However, an active leasing market would offer a new source of used equipment with the lessor or manufacturer serving as an intermediary; the lessor's experience in refurbishing and reselling instruments would greatly increase efficiency. A similar expansion of used‐equipment markets has already been observed for other durable goods. In the aircraft market, for example, the number of transactions for narrow‐body aircraft on the secondary market is about four times the number of newly acquired aircraft. At the same time, a substantial share of new aircraft acquisitions is leases. In fact, owing to the longevity of aircraft, procurement in the secondary market is also often lease‐based 4. Therefore, the emergence of a lightly used scientific equipment market where systems could be purchased or leased at 20–30% discounts relative to new products could benefit institutions with lower budgets or individual labs that customize their instrumentation.

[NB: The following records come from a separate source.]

PR #2975, opened 2022-01-17
[full-ci] Don't install unused deps in 'web' in CI

pascalwengerter:
## Description
We currently only use the `web_commit_id` to install acceptance test dependencies (which are contained in their own folder and have their own CI step) and pull acceptance test steps/configs, installing _all_ web dependencies (and building the `dist` folder, too) shouldn't be needed (the oCIS binary starts with its web assets bundled from the last release)


kulmann (approved):
Nice, thanks for taking care! 💪

Issue #2974, opened 2022-01-17
LDAP reconnection support for Add/Mod/Del


rhafer:
## Describe the bug

https://github.com/owncloud/ocis/blob/master/graph/pkg/identity/ldap/reconnect.go is missing the retry/reconnect logic for  the add/mod/delete operations. See the search implementation here: https://github.com/owncloud/ocis/blob/master/graph/pkg/identity/ldap/reconnect.go#L41

PR #2977, opened 2022-01-18
graph: Fix LDAP retry handling

rhafer:
The reconnect package was missing the retry loop for LDAP Write
Operations (add, delete, mod, modrdn)

Fixes: #2974


refs (approved):
argh, shame that refactoring this retry loop would require reflection, or a very long switch statement. 👍  LGTM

Benefits to large and small institutions

Considering the factors discussed above, small institutions stand to benefit as much from leasing as large organizations. First, small institutions are likely subject to higher volatility in equipment demand. With fewer overall researchers, the demand for niche technologies will be highly sporadic. Here, leasing allows such institutions to adapt to uncertainties by adjusting their equipment portfolios more frequently. However, small institutions are more likely to suffer funding gaps that would prevent them from being able to cover the monthly lease payments. In a lease‐based model, consistent payments are required and delaying the purchase of a new instrument until internal funding stabilizes is not an option.

An additional concern for smaller facilities is that they may be at a disadvantage when negotiating lease terms. For example, a smaller institution may not have the administrative staff to negotiate a lease‐based model and may not have the credit rating required for reasonable rates or the institution may not be able to acquire a large enough portfolio of equipment to meet the lessor's minimum requirements. This could result in unfairly high lease rates. However, as more institutions and manufacturers turn to the lease‐based model, competition within the leasing market will increase and reduce this risk. Additionally, as discussed above, smaller institutions who do not lease may still benefit from an expanded used‐equipment market of off‐lease instruments that are sold at discounted prices.

We believe a lease‐based model could become the new standard for acquiring scientific equipment. We also understand that not all organizations have the internal funding to support such an endeavor. Therefore, we strongly encourage funding agencies to consider offering financial support for leasing agreements in core facility operating grants.